# New SS Bags



## GK1 (Oct 20, 2008)

Anybody tried em? Sick of the totes and am wondering if the new style-old style or deadly bag is best. I want to fit AS MANY as possible in each bag. Thats a big consideration. With the mud this year dont want to run back and forth with those dang totes. Witch one is best and witch one carries the most SS decoys?


----------



## nodakoutdoors.com (Feb 27, 2002)

Silloguards are the way to go if you want to spend the $$$. Keeps mud off the decoys and they stack up like dominos.

I can drag out 1100 decoys in one shot with my ATV.


----------



## jcnelsn1 (Oct 28, 2008)

I just got some. I am in the process of cutting some coroplast sheets to line them with to give them some structure. They are gonna be pretty slick. Looks like I can easily fit 16 or 17 dozen in a bag. The down side is the stakes are in the bag so muddy stakes could be an issue.

I agree that the silloguards are the best if weight is not an issue (awesome if you are pulling behind a wheeler, but would be a bear to carry out by hand).


----------



## GK1 (Oct 20, 2008)

jcnelsn1 said:


> I just got some. I am in the process of cutting some coroplast sheets to line them with to give them some structure. They are gonna be pretty slick. Looks like I can easily fit 16 or 17 dozen in a bag. The down side is the stakes are in the bag so muddy stakes could be an issue.
> 
> I agree that the silloguards are the best if weight is not an issue (awesome if you are pulling behind a wheeler, but would be a bear to carry out by hand).
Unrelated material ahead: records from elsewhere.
PR #7056, opened 2022-10-28
Added a configuration flag for enable request task handler cancelling when client connection closing.

mosquito:
## Related to #6719 #6727. Added a configuration flag for enable request task  handler cancelling when client connection closing.

After changes in version 3.8.3, there is no longer any way to enable this behaviour. In our services, we want to handle protocol-level errors, for example for canceling the execution of a heavy query in the DBMS if the user's connection is broken.

Now I created this PR in order to discuss my solution, of course if I did everything well I will add tests changelog, etc.

## I guess this breakdown can be solved using the configuration flag that is passed to the Server instance.

Of course `AppRunner` and `SiteRunner` can pass this through `**kwargs` too.

## Checklist


tzoiker:
I'd rename `cancel_when_connection_lost` -> `cancel_handler_on_connection_lost`

Dreamsorcerer:
Seems simple enough. First though, can we get some tests to validate this behaviour? Then we can be sure not to break it again in future.

Second, how do I use this as a user? Can we pass the argument to `run_app()`? If so, please also update the docs to include the new argument.

mosquito:
@Dreamsorcerer I started adding information to the documentation, and found [this example](https://docs.aiohttp.org/en/stable/web_advanced.html#background-tasks) this made me think that the current default behaviour is unsafe, and that's what I mean.

I imagined a simpler example that worked well before the change where tasks weren't cancelled, and didn't work so well now.

```python
from aioredis import Redis
from aiohttp import web


async def publish(request: web.Request) -> web.Response:
    redis = await Redis(host='localhost', port=6379)
    await redis.lpush("events", await request.read())
    return web.json_response(data={"status": "success"})


async def subscribe(_: web.Request) -> web.Response:
    redis = await Redis(host='localhost', port=6379)
    _, event = await redis.brpop("events")
    return web.json_response(data={"event": event.decode()})


app = web.Application()
app.router.add_route("POST", "/pub", publish)
app.router.add_route("GET", "/sub", subscribe)
web.run_app(app)
```

In the previous version, when closing a client connection, an exception was thrown that canceled the connection to the redis too. Now, after the closing the client connection the task is not cancelled and waiting continuously **until an event arrives**, and will fail only when you try to write to a closed connection.

Thus, in this example, you can arrange a denial of service attack, simply create connections and close them without waiting for completion.

From a user experience point of view, I understand that the default when tasks are not canceled is very intuitive and simple, but from a security point of view, I am scared.

Dreamsorcerer:
> @Dreamsorcerer I started adding information to the documentation, and found [this example](https://docs.aiohttp.org/en/stable/web_advanced.html#background-tasks) this made me think that the current default behaviour is unsafe, and that's what I mean.

I don't see how that's related. There is no view/handler in that example.

> I imagined a simpler example that worked well before the change where tasks weren't cancelled, and didn't work so well now.

Creating a Redis instance and waiting on an event that might never come, in a handler, just seems crazy. I've not seen any evidence that people are doing anything like this. I think we are still going to have more issues with the old behaviour than the new one (remember that 1 reason we changed it is because every other framework also does this, and they don't seem to be having major issues).

> Thus, in this example, you can arrange a denial of service attack, simply create connections and close them without waiting for completion.

DoS is exactly why I'd suggest advanced users look at enabling this option again. It probably won't make a huge difference, but atleast it means an attacker must leave connections open to DoS the server, rather than finding a slow endpoint and briefly opening a connection there many times.

> From a user experience point of view, I understand that the default when tasks are not canceled is very intuitive and simple, but from a security point of view, I am scared.

As mentioned, it seems every other framework already does this, and there aren't security warnings in Django, Flask etc. because of it. Ultimately, if someone really wants to DoS the server, this will probably only make it slightly harder, and you'll be best off with Cloudflare protection or something if there is a serious threat.

mosquito:
>Creating a Redis instance and waiting on an event that might never come, in a handler, just seems crazy.

The redis protocol is designed so that it can only process one command at a time, so one way or another you'll have to do it like this, in this example it's just done explicitly, without using connection pooling.

> I've not seen any evidence that people are doing anything like this. I think we are still going to have more issues with the old behaviour than the new one (remember that 1 reason we changed it is because every other framework also does this, and they don't seem to be having major issues).

No, after applying my patch, there is no problem, I already checked.

> DoS is exactly why I'd suggest advanced users look at enabling this option again. It probably won't make a huge difference, but atleast it means an attacker must leave connections open to DoS the server, rather than finding a slow endpoint and briefly opening a connection there many times.

I already sent the email to @asvetlov with a working exploit.

> As mentioned, it seems every other framework already does this, and there aren't security warnings in Django, Flask etc. because of it.

Django and especially Flask are synchronous frameworks, and the task of stopping a workflow is the task of gunicorn or another program that implements a bridge between HTTP and WSGI.

> Ultimately, if someone really wants to DoS the server, this will probably only make it slightly harder, and you'll be best off with Cloudflare protection or something if there is a serious threat.

Cloudflare will not protect against this. I think you are confusing DDoS and DoS.

It seems to me that you did not take into account all the negative consequences of disabling this early, especially in a ~minor~ patch release.

Dreamsorcerer:
> > Creating a Redis instance and waiting on an event that might never come, in a handler, just seems crazy.
> 
> The redis protocol is designed so that it can only process one command at a time, so one way or another you'll have to do it like this, in this example it's just done explicitly, without using connection pooling.

Regardless (still inefficient), it's the waiting on an event that may never happen, which is the main issue. That's not code I've seen in realistic applications, there is either some guarantee that an event will happen or a timeout, I've never seen anything that blindly blocks forever in a handler, and most developers would realise that, whereas many don't realise that a handler can be cancelled midway.

> > I've not seen any evidence that people are doing anything like this. I think we are still going to have more issues with the old behaviour than the new one (remember that 1 reason we changed it is because every other framework also does this, and they don't seem to be having major issues).
> 
> No, after applying my patch, there is no problem, I already checked.

I meant more problems in general, not your specific example. So, unless you've tested every developer's code in the world...

> I already sent the email to @asvetlov with a working exploit.

You'd be better off sending to @webknjaz. But, it's pretty trivial to come up with an example.

> > As mentioned, it seems every other framework already does this, and there aren't security warnings in Django, Flask etc. because of it.
> 
> Django and especially Flask are synchronous frameworks, and the task of stopping a workflow is the task of gunicorn or another program that implements a bridge between HTTP and WSGI.

Yes, and a quick search suggests that they behave exactly the same as aiohttp does today. They only error when trying to write to the socket (e.g. https://stackoverflow.com/questions/4142012/how-to-find-the-socket-connection-state-in-c).

Can you find a single framework which implements the cancelling behaviour we had before?
The fact that the feature was unique to aiohttp, is the reason it was causing problems for users.

> Cloudflare will not protect against this. I think you are confusing DDoS and DoS.

No, I'm just considering that any WAF or similar that can stop an attacker hitting a slow endpoint a large number of times is going to be more effective. If an attacker has resources then they can go full DDoS and it wouldn't make much difference, if they don't have the resources then they'd probably still struggle to take down the server without auto-cancelling (unless you've actually created handlers which block forever on an event that never occurs, in which case you need to rethink your code...).

> It seems to me that you did not take into account all the negative consequences of disabling this early, especially in a ~minor~ patch release.

I considered it, but the change was already made when I was first getting involved. Unless you can convince @asvetlov or @webknjaz that the default behaviour should be changed back (or provide evidence that the auto-cancelling is actually normal for most frameworks), I'll be leaving it as is.


Anyway, I'll take a look through the new changes in a bit (would be preferable to not force-push, it messes up the diff to look at), and we can hopefully get this feature back in, whether default or not.

docs/web_reference.rst
```diff
@@ -2904,6 +2905,11 @@ Utilities
                            this flag when being created. This option is not
                            supported on Windows.
 
+   :param bool cancel_handler_on_connection_lost: tells the runner whether to
+                                                  cancel the execution of the
+                                                  handler task if the client
+                                                  connection has been closed.
```
Dreamsorcerer: I think we probably want to add a section to the advanced docs and link to it here. That section should then highlight the reasons to enable it (save resources, DoS) and highlight the tools/techniques needed to write safe code.

I can probably do it in a separate PR, but if you want to get started that would be great. Looks like Github is starving us of workers right now, so I can't get the tests to run just yet anyway.

tests/test_web_server.py
```diff
@@ -5,6 +5,7 @@
 
 import pytest
 
+import aiohttp
 from aiohttp import client, helpers, web
```
Dreamsorcerer: I'd just add `ClientSession` to this import.

tests/test_web_server.py
```diff
@@ -207,3 +207,53 @@ async def handler(request):
...
+        assert event.is_set(), "Request handler hasn't been cancelled"
+    finally:
+        await asyncio.gather(runner.shutdown(), site.stop())
+
+
+async def test_cancel_handler_on_connection_lost_flag_on_runner() -> None:
+    runner = web.AppRunner(web.Application(), cancel_handler_on_connection_lost=True)
+    await runner.setup()
+    assert runner.server.cancel_handler_on_connection_lost, "Flag was not propagated"
+    await runner.shutdown()
```
Dreamsorcerer: This appears to already be asserted in the above test. Not sure if there's a reason for this second test?

tests/test_web_server.py
```diff
@@ -207,3 +207,53 @@ async def handler(request):
...
+                await asyncio.wait_for(request, timeout=0.1)
+
+    try:
+        assert (
+            runner.server.cancel_handler_on_connection_lost
+        ), "Flag was not propagated"
+        await client_request_maker()
+
+        await asyncio.wait_for(event.wait(), timeout=1)
+        assert event.is_set(), "Request handler hasn't been cancelled"
```
Dreamsorcerer, line 248: If you could add a negative test as well, which verifies the behaviour when the setting is `False`, that would be perfect.

Dreamsorcerer (approved):

tzoiker:
> I considered it, but the change was already made when I was first getting involved. Unless you can convince @asvetlov or @webknjaz that the default behaviour should be changed back (or provide evidence that the auto-cancelling is actually normal for most frameworks), I'll be leaving it as is.

I agree with the argumentation regarding the user expectations due to the other frameworks. The only problem with it is that this behaviour was changed with the patch release. Probably, reverting it back to cancellation on disconnect by default would cause even more damage now.

However, I suggest considering it for the next major release (4.0) if there'll be more evidence in favour.

mosquito:
> Regardless (still inefficient), it's the waiting on an event that may never happen, which is the main issue. That's not code I've seen in realistic applications, there is either some guarantee that an event will happen or a timeout, I've never seen anything that blindly blocks forever in a handler, and most developers would realise that, whereas many don't realise that a handler can be cancelled midway.

Regardless but http protocol has been designed similar. This code will be completely inefficient too:

```python


async def proxy_handler(request: web.Request) -> web.Response:
    session: ClientSession = request.app['client']

    async with session.get(f"/search?q={request.query.get('q')}") as response:
        # This code will wait for response but client connection already closed.
        # Of course the safe way is cancel this task after that.
        payload = await response.read()
    return web.Response(status=response.status, body=payload)


app = web.Application()
app.router.add_route("*", "/", proxy_handler)
app['client'] = ClientSession(base_url="https://stackoverflow.com/")
web.run_app(app)
```

This still inefficient code that you may not have seen in practice before will work exactly the same. So it will receive the entire page, although the client is no longer waiting for this. In the above example, you will quickly run into a TCPConnector limitation, and your service will no longer serve "good" clients (so thats a classical DoS). Worst of all, you will be downloading kilobytes over the network, and the attacker will be limited to transmitting a few lines of headers.

The HTTP 1.x protocol is not much different from the redis protocol, it is exactly the same text protocol that cannot asynchronously interact in one connection with many requests at once. You will exhaust the connection pool through the fault of the client that mimic a very bad connection (close the connection after headers sent each request). So the CloudFlare wount guard from it on 100%.

docs/web_reference.rst
mosquito: I still hope that my facts will be taken into account and we will change the default value to `True`.

docs/web_reference.rst
```diff
@@ -2904,6 +2905,16 @@ Utilities
...
+
+   .. warning::
+
+      Always set the ``cancel_handler_on_connection_lost`` option to ``True``
```
mosquito: It looks a little bit harsh, but it really is.

Dreamsorcerer:
> You will exhaust the connection pool through the fault of the client that mimic a very bad connection (close the connection after headers sent each request).

Yes, but you can still do that by keeping the connections alive. Even a single machine may be able to exhaust the connections of the average server (as most people don't change the default connection limits).

I agree that any developer deploying a high-performance service should look at enabling this option, but there also needs to be an understanding of how to write safe asyncio code when this option is enabled, and we've already seen that many developers simply don't know how to do that and don't understand the cancelling behaviour. Making it opt-in ensures they've looked at the documentation and understood how things work. Again, unless you can show that other frameworks are doing this as standard, I don't think anyone here will change the default behaviour back.

mosquito:
@Dreamsorcerer @asvetlov let me sum it up a bit, I think that aiohttp was incredibly close to the protocol, which is its cardinal difference from the competition, and that was great. It was possible to do TLS services using only aiohttp, however, what is being discussed now narrows the scope, and now it is better for us not to do anything without Cloudflare and WAF.

The right way, in my opinion, would be to make it safe by default without relying on CloudFlare. Explaining to users why it's done this way, and how to disable this behavior, and the most important thing that follows (any script kiddie will make you a DoS), it would make the Internet a little more secure.

It is also worth explain the user about `try: ... finally: ...` about `aiojobs`, about manual task management, except from the documentation, he is unlikely to find out about it. I understand the argument - "others have done it another one". So let me go and find out from them how protected they are from attacks like this? Maybe we need to fix it there and not break it here? I don't mind doing this in principle, but I should start here.

mosquito:
> when this option is enabled, and we've already seen that many developers simply don't know how to do that and don't understand the cancelling behaviour.

There have been several support requests among the thousands of people who use aiohttp. At the same time, earlier the user did not have the ability to manage this, and even more so the user does not know what it threatens.

It seems to me that the default behavior of `True` and explaining what exactly the user is doing wrong is better than making insecure thousands of services that already work and are already written as they are, when those migrate from version 3.8.1.

Tinche:
I think this discussion has gotten a little too heated for its own good.

FWIW I think Uvicorn's default behavior is to cancel on disconnect.

mosquito:
> FWIW I think Uvicorn's default behavior is to cancel on disconnect.

This code just printing `Done` after sleep is ending despite to client disconnections:

```python
import asyncio
from fastapi import FastAPI

app = FastAPI()

@app.get("/")
async def root():
    try:
        await asyncio.sleep(5)
        print("Done")
        print("Cancelled")
        raise
    return {}
```

So attacker will make DoS when `uvicorn` limiting concurrency:

```
$ uvicorn --limit-concurrency 2 fastapi_example:app
INFO:     Started server process [19554]
INFO:     Waiting for application startup.
INFO:     Application startup complete.
INFO:     Uvicorn running on http://127.0.0.1:8000 (Press CTRL+C to quit)
WARNING:  Exceeded concurrency limit.
INFO:     127.0.0.1:53861 - "GET / HTTP/1.1" 503 Service Unavailable
WARNING:  Exceeded concurrency limit.
INFO:     127.0.0.1:53863 - "GET / HTTP/1.1" 503 Service Unavailable
Done
Done
```

The first 2 clients was terminated before response. After that service just respond 503 while **useless tasks** is alive.

I again urge you to think about security by default, not to repeat other people's problems.

mosquito:
@Dreamsorcerer I took the liberty of changing the default behavior and also described the reasons for this change.

H--o-l:
@mosquito On a neutral point of view If you re-change the aiohttp default behavior then you need to revert this documentation deletion:
https://github.com/aio-libs/aiohttp/pull/4080/files#diff-af5cbca68a75093b494497c857162462f30fc2f981c4b1104c57bd6a99d8db6cL23

From a personal point of view, I think this feature should be opt-in, not opt-out, so I'm against the current version of the PR. 

I understand that opt-out is the most secure behavior against DDoS but it's the worse behavior for data consistency in database. I think most users want consistency first, and think DDoS after, as an improvement.

Also, this feature is not compatible with the aiohttp middleware feature. The documentation should say clearly that if this feature is enabled, you should not expect your middlewares to behave like you think they wil.

mosquito:
@H--o-l

> I understand that opt-out is the most secure behavior against DDoS but it's the worse behavior for data consistency in database.

If your database can break data consistency by unexpectedly disconnecting from it, it's no ACID and probably not production ready solution.

> Also, this feature is not compatible with the aiohttp middleware feature. The documentation should say clearly that if this feature is enabled, you should not expect your middlewares to behave like you think they will.

If the middleware contains `try: ... finally: ...` block then the behaviour will be as expected.

Unexpected terminations of TCP connections will still occur, including between the HTTP server and the DBMS server, and you still have to take care of error handling. CancelledError can come not only from the fact that the client has fallen off, but also if the control program sends a SIGINT (oomd for example). Just because you're covering up a problem doesn't mean it doesn't exist.

mosquito:
@asvetlov @webknjaz I don't know if I need to [roll it back](https://github.com/aio-libs/aiohttp/pull/4080/files#diff-af5cbca68a75093b494497c857162462f30fc2f981c4b1104c57bd6a99d8db6cL23) or not

H--o-l:
> @H--o-l
> 
> > I understand that opt-out is the most secure behavior against DDoS but it's the worse behavior for data consistency in database.
> 
> If your database can break data consistency by unexpectedly disconnecting from it, it's no ACID and probably not production ready solution.
> 

```py
@app.get("/invoice/paid")
async def user_paid_his_invoice():
    external_service.invoice.paid()
    # CancelledError
    database.save("unlock user") # Due to CancelledError my system is not consistent,
                                 # user has paid his invoice but is not unlocked
```


> > Also, this feature is not compatible with the aiohttp middleware feature. The documentation should say clearly that if this feature is enabled, you should not expect your middlewares to behave like you think they will.
> 
> If the middleware contains `try: ... finally: ...` block then the behaviour will be as expected.
> 

```py
@app.get("/something_that_will_be_cancelled")
async def foo():
    try:
       shield:
            sleep(10)
            raise Exception("toto")
    finally:  # executed on the CancelledError
        print("the exception toto occured in the shield block after the finally block execution"
               "so I can't get it. That programming pattern is crap")
```

> Unexpected terminations of TCP connections will still occur, including between the HTTP server and the DBMS server, and you still have to take care of error handling. CancelledError can come not only from the fact that the client has fallen off, but also if the control program sends a SIGINT (oomd for example). Just because you're covering up a problem doesn't mean it doesn't exist.

I didn't understand.

tzoiker:
> @app.get("/invoice/paid")
> async def user_paid_his_invoice():
>     external_service.invoice.paid()
>     # CancelledError
>     database.save("unlock user") # Due to CancelledError my system is not consistent,
>                                  # user has paid his invoice but is not unlocked

Anything apart from the user disconnection can happen between `external_service.invoice.paid()` and `database.save("unlock user")`:
- Server dies
- Database connection breaks
- etc

If a service is designed in the way that the consistency is guaranteed only under the 100% stability of every component, then, something is done fundamentally wrong.

H--o-l:
> 
> Anything apart from the user disconnection can happen between `external_service.invoice.paid()` and `database.save("unlock user")`:
> 
> * Server dies
> * Database connection breaks
> * etc
> 
> If a service is designed in the way that the consistency is guaranteed only under the 100% stability of every component, then, something is done intrinsicly wrong.

Designing a system for covering 99% of cases is way easier than 100% of case. 
An asteroid can hit your system at the wrong point in time, does it mean your system should include asteroid protection?

Here CancelledError by user disconnection represents 99.9% of what can go wrong between both calls. Having CancelledError in the middle of the execution increases the risk of something going wrong by one or two orders of magnitude.

(But it depends on the use case of course. The question is what is the most natural use case for aiohttp users, and does a satisfying solution exists).

mosquito:
@H--o-l The asteroid fell to the planet a couple of times, but client disconnections happen all the time. You are manipulating facts. We are not solving a far-fetched problem, but a problem that makes any service written in aiohttp vulnerable by default.

tzoiker:
> An asteroid can hit your system at the wrong point in time, does it mean your system should include asteroid protection?

My point is that something wrong shall definitely happen between those calls at some point. If the system is designed in the way that it can not be handled automatically (e.g., by adding idempotence), breaks the flow and requires manual intrusions, then, it is a bad design, independent on the framework that is used. The more servers (or VM containers), users, components in the system you have, the sooner and more frequently it shall happen.

But as I mentioned before, I am up for keeping the default as it is now, and leave this discussion for the next major release in order to not making it even more messy and painful for everyone :)

H--o-l:
> @H--o-l The asteroid fell to the planet a couple of times, but client disconnections happen all the time. You are manipulating facts. We are not solving a far-fetched problem, but a problem that makes any service written in aiohttp vulnerable by default.

With that sentence I was only answering that other sentence :
```
If a service is designed in the way that the consistency is guaranteed only under the 100% stability
of every component, then, something is done fundamentally wrong.
```
If you are suspicious of every component of your architecture, then you are programming only in a statistical ways, because there is always something that can go wrong.
Developers working on airplanes or rockets or trains work like that, they suspect everything. It's not the same job as web development.

> > An asteroid can hit your system at the wrong point in time, does it mean your system should include asteroid protection?
> 
> My point is that something wrong shall definitely happen between those calls at some point. If the system is designed in the way that it can not be handled automatically (e.g., by adding idempotence), breaks the flow and requires manual intrusions, then, it is a bad design, independent on the framework that is used. The more servers, users, components in the system you have, the sooner and more frequently it shall happen.
> 

I understand the scaling argument. If it can happen it will at some point, sooner or later. But that doesn't mean everyone should think about these types of issues when they are only starting their company or their web server for the first time.

Having CancelledError on user disconnection requires you to think about these type of issues a lot sooner than you will do otherwise (and maybe you will never have to).

mosquito:
> But that doesn't mean everyone should think about these types of issues when they are only starting their company or their web server for the first time.

You pick a technology, you start coding on it, you launch a company, and then your competitor makes you a DoS using one python-script running on his laptop, you decide that the technology is bad, and it was a bad idea to choose it. Win-Win!

Another scenario, you encounter this problem during development, do `pip install aiojobs` and after 30 minutes, the problem is solved.

tzoiker:
> If you are suspicious of every component of your architecture, then you are programming only in a statistical ways, because there is always something that can go wrong.

Exactly, and you should always keep it in mind when designing the system. If a service just fetches or atomically updates data in the database, then, it is not a problem you are required to care, of course.

> Developers working on airplanes or rockets or trains work like that, they suspect everything. It's not the same job as web development.

IMHO, services that involve financial transactions (as in your example) impose stronger requirements comparing to the other ones.

H--o-l:
> > But that doesn't mean everyone should think about these types of issues when they are only starting their company or their web server for the first time.
> 
> You pick a technology, you start coding on it, you launch a company, and then your competitor makes you a DoS using one python-script running on his laptop, you decide that the technology is bad, and it was a bad idea to choose it. Win-Win!
> 

In the DDoS case, your application is down for a few hours.
In the "CancelledError poping in the middle of your sequential code" case, you have forgotten if your users paid their invoices or not, and you have no way to find out.

I hardly see how, from your users' point of view, the first is worse than the second. (hopefully it's _just_ invoices).

> Another scenario, you encounter this problem during development, do `pip install aiojobs` and after 30 minutes, the problem is solved.

The CancelledError issue is hardly noticeable during development. The exception was caught by aiohttp and made completely silent. Your usual exception tracking or logging tool integrations would not catch it at all. And I'm ready to bet that 99% of developers don't have tests to test real-life "client disconnection" cases. 

We ourselves noticed it maybe 2 years after live production when we stumbled upon a half-filled database by chance.
The simple _idea_ that aiohttp could behave like that is a lot less natural and known than DDoS principle, and thus a lot harder to understand and debug for a usual developers.

But It is an awesome idea that aiohttp documentation talks about DDoS, explains the thing, and shows its options to deal with it. 
Interested developers can then _choose_ to invest time on the subject, they will not be _forced_ to investigate why the hell their databases are completely wrong, many months after said databases were filled.

mosquito:
> In the DDoS case, your application is down for a few hours.

You are confusing DoS and DDoS, they are fundamentally different things.

H--o-l:
> > In the DDoS case, your application is down for a few hours.
> 
> You are confusing DoS and DDoS, they are fundamentally different things.

Neat, it means that I need good documentation to explain it to me _if_ I'm interested. 
At the same time, I need my code to be executed, and if it's not, I need an exception to be raised and not caught.

mosquito:
@H--o-l You are ready to post a link to your production project here, I will run my exploit to demonstrate the vulnerability, and yes, by the way, share a link to your bugs bounty at the same time. There will be no large traffic, as is usually the case with DDoS, this is a classic vulnerability of loss of control over resources, 100kb/s is enough for me. Perhaps this will be enough for you to reconsider your position on this issue.

H--o-l:
> @H--o-l You are ready to post a link to your production project here, I will run my exploit to demonstrate the vulnerability, and yes, by the way, share a link to your bugs bounty at the same time. There will be no large traffic, as is usually the case with DDoS, this is a classic vulnerability of loss of control over resources, 100kb/s is enough for me. Perhaps this will be enough for you to reconsider your position on this issue.

I understand your point of view since the beginning of the conversation, there is no need to threaten me.

If you think the risk is high, and aiohttp users should be warned, it's kind of you. I thank you for making me aware of the risk that I'm facing. I'm sure your warning can be included in the aiohttp documentation at a favorable place so every aiohttp users can also benefice from your advice.

At the same time, the default behavior, that most of us expect I think, is that the code scheduled to be executed is really executed, not dumped in the middle of its execution, without warning, and with consequences that can be seen only month or year after the issue happens. 
The worse for me in this is the timeline. At least a DoS attack I'm aware of it soon, and it's temporary. Client disconnections on the contrary slowly and silently accumulate, with various hard-to-debug consequences, for months.

Coming back to the `shield + try .. finally` solution, I showed you that I cannot catch exceptions in that case. 
If your PR improves the aiohttp DoS behavior I'd be happy to use it, but that  `shield + try .. finally` issue is a deal breaker for me. Could your PR solution account for it?

mosquito:
@H--o-l Basically you're suggesting that you don't lock the car when you leave it, and only if it gets stolen, start locking it up, am I right?

H--o-l:
> @H--o-l Basically you're suggesting that you don't lock the car when you leave it, and only if it gets stolen, start locking it up, am I right?

I'm not against locking the car, but here the car locking mechanism, thanks to a weird and hard-to-track side effect, also slowly accumulates dirt in the car engine that, possibly, will be impossible to remove.
Besides your analogy is wrong, because, in the case of a DoS, the car is not stolen, it's temporarily unusable.
Between a temporary unusable car and an engine that slowly gets full of dirt without any warning before it's too late, the choice is hard.

I'm not saying my choice is better than yours, only that your solution is not great for a few reasons:
- hard to understand for a developer without a lot of also hard-to-understand explanations
- hard to debug 
- doesn't account for aiohttp middleware tracking integrations.

So in its current state, I think the feature should be opt-in, or maybe "experimental" 

Ideas to improve the feature :

- Don't catch CancelledError silently but instead raise them like any other errors. A user-defined middleware can then catch them and sort/filter them.
- Find a way to make `try .. finally` block works even when the code is protected against cancellation. Maybe the cancellation mechanism shouldn't use native `task.cancel()`? If not maybe the documentation can talk about that issue? 
- Maybe the subject should be discussed upstream at the Python project directly? Indeed catching exceptions from shielded code in the outside code is a native Python issue.
- Enable or disable the feature per route? So it can be fined tune.
- Write more documentation about it that clearly states what is at stake.

Dreamsorcerer:
Jeez, we are *not* going to change the default in *this* PR.
Please open a new issue to discuss changing the default, tag asvetlov and he can weigh in on the discussion when he's back around.

mosquito:
@Dreamsorcerer fine, the now default is `False`

mosquito:
@H--o-l Is it really not enough in your case to make such a middleware:

```python
@middleware
async def shield_request_middleware(request, handler):
    task = asyncio.create_task(handler(request))
    return await asyncio.shield(task)
```

The behavior it provides is identical to what is being just right now, your task will run until it tries to read something from request or return a response, at which point it will throw a `ConnectionResetError`.

The protocol object no longer exists (the task property is set to `None`), and no one except the event-loop controls its execution, just like it works now. But this middleware should be the very first, it's not good.

If you look at it more broadly, then it would be enough to wrap the task with a decorator that would apply `shield` to the handler's coroutine.

H--o-l:
@mosquito hey!

I tried it once, and [other people on the internet have to](https://aiohttp-middlewares.readthedocs.io/en/latest/_modules/aiohttp_middlewares/shield.html). Right now I don't remember why it didn't work for me but more generally I think:
- middleware shouldn't depend on each other, and especially the chain of exceptions shouldn't be broken like `asyncio.shield()` do I think.
-  `asyncio.shield()` also breaks the chain of Python contextvars so it's yet another issue.
- If it's done like that, I think the official aiohttp documentation should explain that workaround, and aiohttp tests should test it, in order to be sure the workaround is maintained in the long run, and to reduce the number of issues opened on the subject.

I also have in mind that there is probably something to be done to improve the behavior of aiohttp against DoS without using `task.cancel()` which brings a lot of hard-to-workaround side effects. Maybe aiohttp could raise a more conventional exception? Or at least it could be activated/deactivated route by route?

ikrivosheev:
Any updates?) In my case, a huge number of tasks are accumulating, inside which I do not understand that there is no one to answer.

Dreamsorcerer:
> Any updates?) In my case, a huge number of tasks are accumulating, inside which I do not understand that there is no one to answer.

Waiting till I have a full afternoon available to look at this properly. Though I don't know if it's related to your particular issue or not.

Dreamsorcerer:
OK, I've fixed the tests so they fail correctly now (the 2nd test seemed to even pass with both options).

I've renamed the parameter to `handler_cancellation` to be a little more concise (and being a little more vague should encourage users to check the documentation, I'd rather they didn't _think_ they know what this does without looking at the documentation).

I've also stripped most of the documentation changes, I'm going to do this in more detail in another PR.

I also removed the Gunicorn env var. We tend to avoid using env vars in the library, with that being something for the application to handle. It also seems to me that the person deploying an app would be the one deciding whether the option is enabled or not, when it should be the developer who wrote the app.
    So, let's come back to this specific case in another PR which can focus exclusively on how to enable this in a Gunicorn deployment.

Sounds good. I guess i have never thought a few mud streaks on a SS made much difference overall. Look like dirty little juvies. Did you use the old style? They look like they had coroplast already and advertised like 300 deeks would fit in compared to 170 in the new bag. Do you find the structure of coroplast would help alot? Throw a pic up of the new bag maybe?? Thanks for the input.


----------



## goosegrinder (Mar 4, 2005)

The new bags are better. They have a material like a laydown blind for dealing with water/mud not soaking into the bag. I got 210 feeders in 1 bag and could easily get another 30(at least) in it but I like to leave a little space to carry extra stuff(clothes,speakers,food,etc.) in the bags too to minimize how many trips I have to make if I'm carrying stuff in. They also come with backpack straps on them.I'm pretty sure you can get a few more Sillosocks into a Deadly bag but I've never seen it first hand. I think the coroplast that was first shown with the bags was actually the backboard/headrest things that Sillosocks sells. They fold up and would fit into the decoy bags.Throw in some coverup(ghillie blanket,burlap,camo netting,etc.) and you're good to go if you don't use a blind. The one thing I did do was to cut the divider out of the bag. Then,I just followed the edge of the bag and stack the decoys overlapping a bit like bricks.Doing that leaves a small square wide open in the middle of the bag to stuff the things mentioned to carry if need be. Lastly,they come in a good camo pattern to hide in corn,grass,etc. Throw all the bags into one,take it out of the spread a little and throw some cornstalks on it and you can't see it and you don't have to carry them back to the truck before hunting. Cabelas just had them on sale($19.99) a few weeks back,not sure if they still are or not.

Alex


----------



## Drundel (Nov 14, 2010)

jcnelsn1 said:


> I just got some. I am in the process of cutting some coroplast sheets to line them with to give them some structure. They are gonna be pretty slick. Looks like I can easily fit 16 or 17 dozen in a bag. The down side is the stakes are in the bag so muddy stakes could be an issue.
> 
> I agree that the silloguards are the best if weight is not an issue (awesome if you are pulling behind a wheeler, but would be a bear to carry out by hand).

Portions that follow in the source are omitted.